The idea of digital media having resale value seems like an odd novelty to me, I have to admit. And it’s not because I doubt that people would want to get some money back for their MP3s of, say, *NSYNC’s No Strings Attached after 10 years of the embarrassing realization of having bought the thing in the first place — everyone knows that Celebrity is the only *NSYNC album worth owning, after all. It’s because I suspect that most people consider digital media as more of an ephemeral concept (“I am buying the experience”) than an actual object that could be transferred, as opposed to simply deleted once it’s outlived its usefulness.

Take iTunes purchases, for example. Those are licensed for a limited number of devices, and as the Terms and Conditions of iTunes state, purchase or rental means agreement that “the iTunes Service and certain iTunes Products include security technology that limits your use of iTunes Products and that, whether or not iTunes Products are limited by security technology, you shall use iTunes Products in compliance with the applicable usage rules established by Apple and its licensors (‘Usage Rules’), and that any other use of the iTunes Products may constitute a copyright infringement.”

(MORE: Pete Townshend Calls iTunes a ‘Digital Vampire’ that Hurts Musicians)

Or Amazon’s MP3 Music Terms of Sale, which explicitly state that you “are not granted any synchronization, public performance, promotional use, commercial sale, resale, reproduction or distribution rights” for what you’ve bought.

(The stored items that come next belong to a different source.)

PR #541, opened 2020-03-10
BB-2179: Multiple bug fixes & addressing implementation review comments

giovannicimolin:
This PR fixes multiple bugs and addresses a few review comments.
**To make the review easier, review the changes by commit, and not all at the same time.**

**Setup instructions:**
1. Checkout this branch.
2. Run Ocim as usual.
3. Navigate to `frontend/` in a new console window.
4. Run `npm install`, then `./scripts/build-api-client.sh`.
5. Run `npm start` to run the frontend.

**(REMOVED) Testing instructions:** 
https://github.com/open-craft/opencraft/commit/9255d9b61e6485b655de78410b62019a25057636:
1. Create a betatest account and instance.
2. Manually change the appserver status to provisioned.
3. Make some changes to variables.
4. Click on the `Deploy` button in the user toolbar.
5. Check that the status was update just after the request finished.

This was removed from this PR, too complex for available timebox.

https://github.com/open-craft/opencraft/commit/b948140e6f208e4739f828bd55ca2fcb20526e00:
1. Log in the user console.
2. Delete the access token, check that the page refreshes.
3. Delete the refresh token, and check that you were redirected to the login page after a while.

https://github.com/open-craft/opencraft/commit/9e01fa359e1b569a591aad82f00eb98e40b7b206
1. Create a new betatest instance.
2. Activate emails.
3. Check that `draft_theme_config` was copied over to the instance model.

https://github.com/open-craft/opencraft/commit/ad1ac41a8a9d1104e2dbb400a701d1f1e0afd805:
This is just error treating for some exceptions. A little hard to replicate, but this essentially redirects the user to the error page when certain requests fail.

https://github.com/open-craft/opencraft/commit/6bb11589b84deb32ae6c99a855ca2892e942d24a:
1. Log in the new console, open developer tools.
2. Check that there is a recurring request every few seconds.
3. Log out and check that it stops.

Other commits are just quality fixes and removing placeholder strings, as pointed out by @bradenmacdonald  in his review of the code (link on task).

**Reviewer:**
- [ ] @lgp171188

### DIFF
--- a/frontend/src/auth/actions.ts
+++ b/frontend/src/auth/actions.ts
@@ -70,24 +70,28 @@ export const performLogin = (
       }
     })
     .catch((e: any) => {
-      e.json().then((feedback: any) => {
-        // If validation fails, return error to form through state
-        let error = feedback.detail;
-        // Don't provide individual feedback on each field for login
-        // If feedback.detail isn't set, then it means we got an
-        // response like this:
-        // {
-        //    username: ["This field is required.]
-        // }
-        // So manually set feedback error message.
-        if (!feedback.detail) {
-          error = 'Both the username and password fields are required.';
-        }
-        dispatch({
-          type: Types.LOGIN_FAILURE,
-          error
+      try {
+        e.json().then((feedback: any) => {
+          // If validation fails, return error to form through state
+          let error = feedback.detail;
+          // Don't provide individual feedback on each field for login
+          // If feedback.detail isn't set, then it means we got an
+          // response like this:
+          // {
+          //    username: ["This field is required.]
+          // }
+          // So manually set feedback error message.
+          if (!feedback.detail) {
+            error = 'Both the username and password fields are required.';
+          }
+          dispatch({
+            type: Types.LOGIN_FAILURE,
+            error
+          });
         });
-      });
+      } catch (e) {
+        dispatch(push(ROUTES.Error.UNKNOWN_ERROR));
+      }
     });
 };
 
--- a/frontend/src/auth/actions.ts
+++ b/frontend/src/auth/actions.ts
@@ -89,7 +89,7 @@ export const performLogin = (
             error
           });
         });
-      } catch (e) {
+      } catch (jsonParseError) {
         dispatch(push(ROUTES.Error.UNKNOWN_ERROR));
       }
     });
--- a/frontend/src/console/components/ConsolePage/ConsolePage.tsx
+++ b/frontend/src/console/components/ConsolePage/ConsolePage.tsx
@@ -30,7 +30,7 @@ interface Props extends StateProps, ActionProps {
 }
 
 export class ConsolePageComponent extends React.PureComponent<Props> {
-  refreshInterval: any | undefined;
+  refreshInterval?: NodeJS.Timer;
 
   public componentDidMount() {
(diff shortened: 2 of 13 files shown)


frontend/src/console/components/ConsolePage/ConsolePage.tsx
```diff
@@ -30,17 +30,26 @@ interface Props extends StateProps, ActionProps {
 }
 
 export class ConsolePageComponent extends React.PureComponent<Props> {
+  refreshInterval: any | undefined;
```
bradenmacdonald: The type of this should be

```typescript
refreshInterval?: NodeJS.Timer;
```

giovannicimolin: Done! Thanks for the tip, stronger the typing the better. :)

frontend/src/auth/actions.ts
```diff
@@ -70,24 +70,28 @@ export const performLogin = (
...
-        // }
-        // So manually set feedback error message.
-        if (!feedback.detail) {
-          error = 'Both the username and password fields are required.';
-        }
-        dispatch({
-          type: Types.LOGIN_FAILURE,
-          error
+      try {
+        e.json().then((feedback: any) => {
```
lgp171188: @giovannicimolin, as the code below is treating `feedback` as an object, should we still use `any`?

giovannicimolin: @lgp171188 If I were to set `feedback` to a type I'd need to create an interface to describe the possible fields inside the response feedback.
We know that the return of `.json()` is a `object`, but if I put that in the prop definition I get type errors because the members of this object are not defined.
I could define a generic object like this:
```
interface GenericJsonObject {
    [key: string]: any;
}
```
But I think it's overly complex for just catching and parsing the response here.

lgp171188:
> 9e01fa3
>   1. Create a new betatest instance.
>   1. Activate emails.
>   1. Check that draft_theme_config was copied over to the instance model.

:heavy_check_mark: I tested this and it worked as expected. Verifying the email address was tricky because I didn't realize right away that there were two email addresses to verify. :smile:

lgp171188:
> b948140:
>    1. Log in the user console.
>    1. Delete the access token, check that the page refreshes.
>    1. Delete the refresh token, and check that you were redirected to the login page after a while.

:heavy_check_mark: This worked as expected. It took me a while to figure out that the access and refresh tokens were in local storage (found it by looking at the source code :P)

lgp171188:
> 6bb1158:
>   1. Log in the new console, open developer tools.
>   1. Check that there is a recurring request every few seconds.
>   1. Log out and check that it stops.

:heavy_check_mark: Verified this. @giovannicimolin, instead of repeated polling, wouldn't it be more efficient to use websockets?

lgp171188:
An issue I found - pressing the `Enter` key on the login page doesn't trigger the login action. It requires manually clicking the `Login` button.

lgp171188:
> 9255d9b:
>  1.  Create a betatest account and instance.
>  1.  Manually change the appserver status to provisioned.
>  1.  Make some changes to variables.
>  1.  Click on the Deploy button in the user toolbar.
>  1.  Check that the status was update just after the request finished.

This requires spawning an appserver, so I will test this on stage.

PR #542, opened 2020-03-10
[BB-2225] Fix the validation issue in the combined schema

lgp171188:
This fixes the issue causing the validation to not work properly in the combined schema though it works as expected for the individual schemas.

Also fixes a minor issue with the `.env.test` file which was causing all the environment variables to not be set correctly.

**Testing instructions**:
* Verify that the new unit tests added for verifying that this issue is fixed, pass.
* Call the `theme_schema_validate()` function with invalid values for the v0 and v1 schemas and verify that the validation fails as expected.


instance/tests/test_theme_schemas.py
```diff
@@ -243,3 +243,24 @@ def test_data_in_v0_and_v1_schema_accepted(self):
             'header_bg_color': '#222',
             'footer_bg_color': '#333'
         })
+
+    def test_invalid_v0_schema_data_causes_validation_failure(self):
+        """
+        Test that the schema validation for the v0 schema works even in the combined schema.
+        """
+        with self.assertRaises(JSONValidationError):
+            theme_schema_validate({'version': 0, 'main_color': 'red', 'link_color': '#fff', 'header_bg_color': '#fff', 'footer_bg_color': '#fff'})
```
giovannicimolin: @lgp171188 Quality violation here: line too long.

PR #543, opened 2020-03-10
BB-2177: Add colors and logo editor pages

giovannicimolin:
This PR adds two pages to the new Ocim frontend: 
1. Colors and Preview page
2. Logos page

**Testing instructions:**
1. Checkout this branch.
2. Set `DEBUG=True` in Django to enable media urls.
2. Run Ocim (inside vagrant with `make run.dev`).
3. Go to `frontend/` and build the new API client with `./scripts/build-api-client.sh`
4. Run the new frontend: `npm start`.
5. Create a new test instance and log in the console.
6. Go to the theme preview and colors page and make sure it's working as expected (http://localhost:3000/console/theming/preview-and-colors). Compare it to the mockups.
7. Change colors and check if the values are correctly saved in the backend.
8. Go to the logos pages (http://localhost:3000/console/theming/logos). Compare it to the mockups.
9. Try uploading multiple images, check if django validation is working properly. See if the images are correctly saved in the backend.

**Reviewers:**
- [ ] @alanoe 
- [ ] @lgp171188


frontend/src/console/components/Logos/Logos.spec.tsx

Amazon also makes this particularly clear: “You do not acquire any ownership rights in the Software or Digital Content as a result of downloading Software or Digital Content.” So that thing you just bought? You don’t actually own it.

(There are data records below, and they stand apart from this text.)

PR #546, opened 2020-03-17
[BB-2219] Add button customization page

Agrendalath:
This PR adds button customization page to the new Ocim frontend.

**Testing instructions:**
1. Checkout this branch.
1. Create a new test instance and log in the console.
1. Go to the `Theme` -> `Buttons` page and make sure it's working as expected (http://localhost:3000/console/theming/buttons).
1. Change colors and check if the values are correctly saved in the backend.

**Reviewers:**
- [ ] @giovannicimolin


frontend/src/console/components/ThemeButtons/ThemeButtons.tsx
```diff
@@ -0,0 +1,163 @@
...
+                      messages={messages}
+                      loading={instance.loading.includes('draftThemeConfig')}
+                      hideTooltip={true}
+                    />
+                  </Col>
+                </Row>
+              </Container>
+            </CollapseEditArea>
+
+            <CollapseEditArea initialExpanded={false}>
```
giovannicimolin: @Agrendalath You just need 1 `CollapseEditArea` for each set of buttons.

Agrendalath: Right, good catch :+1:

alanoe:
Please include test instructions. For now, I have done ad-hoc tests.

UI bugs:

- Am I supposed to be able to open the color edition UI for several colors (eg button color, button text color and button border color) simultaneously? I can do it if I click in the corresponding color textfields sequentially. Also, if I do it, clicking outside the textfields don't close them. The only way to close them is to click again on color edition UI and then click outside it.

- If I hover the "i" icon in each button header (eg Primary button), the information popup shows up far from the "i" icon,in the far right edge of the screen. It show up next to the "i" icon.

- arrows next to "Edit" strings are inverted. They should point down when the button theme edition UI is hidden and up when it is shown.

- "register button" information says "reregistration". I think that is a typo?


Usability issues: 

- "i" (information) icons would be more easily associated with buttons headers (eg Primary button) if they were in the same line and closer to the header instead of in the next line.
- Each button header (eg Secondary button) and "Edit" strings are very close, making UI elements too crammed. Adding a vertical space between those strings would make reading easier.
- "Logistration button" header (and corresponding information show when hovering the information icon) makes no sense to user. A better name and description should be used.
- button preview should not be in the far right edge of the screen, but rather closer to the button theme UI.
  Maybe in the line after the button header (eg "Primary button")? Closely related UI elements should appear next each other   to make clear to the user they refer to the same thing. 

If the design cannot be changed, feel free to ignore these.

giovannicimolin:
@Agrendalath I think I've found an issue with the current implementation:
If the `customize-sign-in-btn` CSS flag isn't set, the button customizations won't be deployed ([reference in simple-theme](https://github.com/open-craft/edx-simple-theme/blob/simple-theme-enhancements/lms/static/sass/theme-overrides.scss#L71)).

And setting that variable will only work if all button related variables are set otherwise the deployment will break. Can you modify the theme API to check if all variables are set before enabling the flag? You can also put a switch in the frontend and require all variables to be set before letting the user set it.

Agrendalath:
@giovannicimolin, 
> And setting that variable will only work if all button related variables are set otherwise the deployment will break. Can you modify the theme API to check if all variables are set before enabling the flag? You can also put a switch in the frontend and require all variables to be set before letting the user enable it.

It took me a moment to understand this, as this is a bit confusing that we have a different approaches for for primary/secondary buttons and login/registration ones. Therefore I think we should go with the explicit (switch and a message on the button customization page) approach if we want to implement this on the frontend side, because it will also be confusing for the end user.

However I don't fully understand why we're doing it like this. We are setting default values for primary/secondary buttons [here](https://github.com/open-craft/edx-simple-theme/blob/simple-theme-enhancements/lms/static/sass/theme-colors.scss), right? Couldn't we do the same for login/registration buttons as well to avoid making the UX more complex? Am I missing something here?

giovannicimolin:
@lgp171188 Can you give some advice here? How hard would it be to add defaults to our current simple-theme?
If we add those defaults, can we remove the flag dependency? 

@Agrendalath 
>Therefore I think we should go with the explicit (switch and a message on the button customization page) approach if we want to implement this on the frontend side, because it will also be confusing for the end user.

:+1: Yup, agreed. Can you add the switch in the changes?

lgp171188:
> However I don't fully understand why we're doing it like this. We are setting default values for primary/secondary buttons here, right? Couldn't we do the same for login/registration buttons as well to avoid making the UX more complex? Am I missing something here?

@Agrendalath, the reason why the simple-theme skeleton was implemented like this is though we have "primary" and "secondary" button styles defined, there are no guidelines or well-defined ways to determine which style to apply for each button. And in some of the client themes that I used as the basis for developing this skeleton, these login, register and the login/register page buttons had different colors that couldn't be easily fit into the "primary"/"secondary" model that will work for all those themes.

In the LMS, there are 2 distinct styles of buttons that are used. Ones which swap the text/border color with the background color on hover and the others which remain the same on hover and without hover.

Often, these buttons were styled differently from the rest of the buttons - some of the themes had solid, unchanging button styles for these buttons on hover whereas the rest of the buttons behaved as defined in the primary/secondary button styles. Hence the implementation ended up being how it is now. Now that we don't have any budget to fix or improve the theme skeleton, the tweaks to the values have to be done in Ocim either in the frontend or the backend wherever it is more appropriate.

To simplify the UX, I think we could automatically set the hover colors to be the inverse of the default colors when the user selects the background and text colors. After that, the user could still change the hover colors if they want to.

CC @giovannicimolin

Agrendalath:
@lgp171188, thank you for explaining the reasoning behind this.

> To simplify the UX, I think we could automatically set the hover colors to be the inverse of the default colors when the user selects the background and text colors. After that, the user could still change the hover colors if they want to.

I'm not sure if this implicit behavior would be user-friendly, since we [need](https://github.com/open-craft/opencraft/blob/new-console/instance/schemas/theming.py#L116-L141) them to fill all 6 styles anyway.

@giovannicimolin, I added the switch locally, but disabling the customization does not work - when I submit PATCH with `{"customize-sign-in-btn": false}`, I receive error 400 with `{"non_field_errors": "Schema validation failed."}` body. I tried settings this to `false` with Django admin and got the following exception:
```python
Failed validating 'enum' in schema[1]['properties']['version']:
    {'enum': [0], 'type': 'number'}

On instance['version']:
    1
```


Enabling it via API or removing it with Django admin works fine.

lgp171188:
@Agrendalath,

> I added the switch locally, but disabling the customization does not work

We can always have it enabled and just the set the default values to match the values in the default theme if the user hasn't enabled the customization or turned it off (if there is such a thing). Would that help?

Agrendalath:
@lgp171188,
> if the user hasn't enabled the customization or turned it off (if there is such a thing).

AFAIK there is only this `customize-sign-in-btn` flag in schema, which cannot be disabled.

> We can always have it enabled and just the set the default values to match the values in the default theme

Yep, it sounds the most user-friendly to just have all these fields pre-filled. I added this:
```python
    # Sign In button theming
    "customize-sign-in-btn": True,
    "btn-sign-in-bg": "#126F9A",
    "btn-sign-in-color": "#FFFFFF",
    "btn-sign-in-border-color": "#126F9A",
    "btn-sign-in-hover-bg": "#FFFFFF",
    "btn-sign-in-hover-color": "#126F9A",
    "btn-sign-in-hover-border-color": "#126F9A",
    # Register button theming
    "customize-register-btn": True,
    "btn-register-bg": "#126F9A",
    "btn-register-color": "#FFFFFF",
    "btn-register-border-color": "#126F9A",
    "btn-register-hover-bg": "#FFFFFF",
    "btn-register-hover-color": "#126F9A",
    "btn-register-hover-border-color": "#126F9A",
    # Logistration button theming
    "customize-logistration-btn": True,
    "btn-logistration-bg": "#126F9A",
    "btn-logistration-color": "#FFFFFF",
    "btn-logistration-border-color": "#126F9A",
    "btn-logistration-hover-bg": "#FFFFFF",
    "btn-logistration-hover-color": "#126F9A",
    "btn-logistration-hover-border-color": "#126F9A",
```
to the [DEFAULT_THEME](https://github.com/open-craft/opencraft/blob/new-console/instance/schemas/theming.py#L154), but creating new instance with `POST` to `/v2/instances/openedx_config/` gives me:
```python
ValidationError at /api/v2/instances/openedx_config/
1 is not one of [0]
Failed validating 'enum' in schema[1]['properties']['version']:
    {'enum': [0], 'type': 'number'}
On instance['version']:
    1
```
This is pretty confusing.
cc: @giovannicimolin

lgp171188:
> to the DEFAULT_THEME, but creating new instance with POST to /v2/instances/openedx_config/ gives me:

@Agrendalath, this is a known issue with the `jsonschema` library where when two schemas are combined using operators like `anyOf`, `oneOf`, when there is some extra field added in the 2nd or further sub-schemas, it tries to match it against the first schema and then fails with an error like this which is misleading.

Can you locally try to validate it against the `v1` schema to find out what the issue here is? From the error, It looks like some additional non-existing field is added as I remember seeing a similar error when that happened.

Agrendalath:
@lgp171188, thank you for the resources, they helped me with debugging this! It turned out that `flag_schema` supports [only](https://github.com/open-craft/opencraft/blob/new-console/instance/schemas/theming.py#L34) `True` value.

@giovannicimolin, I might not have the full overview of this, but if I understand this correctly, we have 2 options here:
1. Add `False` (or simply `{"type": "boolean"}`) to [flag_schema](https://github.com/open-craft/opencraft/blob/new-console/instance/schemas/theming.py#L34) and add boolean checks for [customize-* variables](https://github.com/open-craft/edx-simple-theme/blob/simple-theme-enhancements/lms/static/sass/theme-overrides.scss#L71).
1. Create new Ocim endpoint for removing the field from theme config.

What do you think?

lgp171188:
> @lgp171188, thank you for the resources, they helped me with debugging this! It turned out that flag_schema supports only True value.

@Agrendalath, this is because it is a literal flag and not a toggle. It is either present or not present and since it needed a value, I chose a truthy value both in the schema and in the theme SCSS.

giovannicimolin:
@Agrendalath The API should have support for erasing the values.
After checking the code, I realized that I didn't consider the possibility of some values being booleans, just empty strings (this is the exact line: https://github.com/open-craft/opencraft/blob/new-console/registration/api/v2/views.py#L239).
By modifying it to:
```
if not value
``` 
Any falsey value will be erased from the final theme config (including empty strings and `false` values).

frontend/src/ui/components/ToggleSwitch/ToggleSwitch.tsx
```diff
@@ -0,0 +1,37 @@
...
+    setValue(props.initialValue || false);
+  }, [props.initialValue]);
+
+  const onChange = () => {
+    props.onChange(props.fieldName, !value);
+  };
+
+  return (
+    <label className="switch">
+      <input
```
giovannicimolin, line 28: @Agrendalath Can you use the react boostrap default switch (https://react-bootstrap.github.io/components/forms/#forms-custom-switch)?

It also looks too big and misaligned for the rest of the text (the one from bootstrap handles scaling automatically).

image

giovannicimolin:
@Agrendalath Don't forget to rebase this before hitting `Squash and merge`. The **new-console** branch was rebased.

But for MP3s, there’s still a file you download and store on your personal device(s). Readers of digital comics using the ComiXology platform (which has an exclusive contract with DC Comics, as well as exclusive content from a number of other high-profile publishers, and powers the official DC, Marvel and IDW apps) have literally had material they’ve bought disappear without warning because of an accidental release being “fixed”; in its defense, the ComiXology Terms of Use is very clear that “Digital Content is licensed, not sold, to you by ComiXology. ComiXology reserves the right to revoke your license to Digital Content at any time for any reason.”

So what, in the end, are you buying when you pay money for digital media? Performance rights, it seems, and little else. That ultimately may be more or less the same as what you were buying before: It’s not as if buying a vinyl album gave you the right to transmit said album, and we’ve already had lawsuits about whether ownership of a DVD gives you the right to stream its content online, after all (spoiler: It doesn’t). But without the ability to easily hold in your hand (and resell) the vehicle said performance is contained in, it feels like much, much less.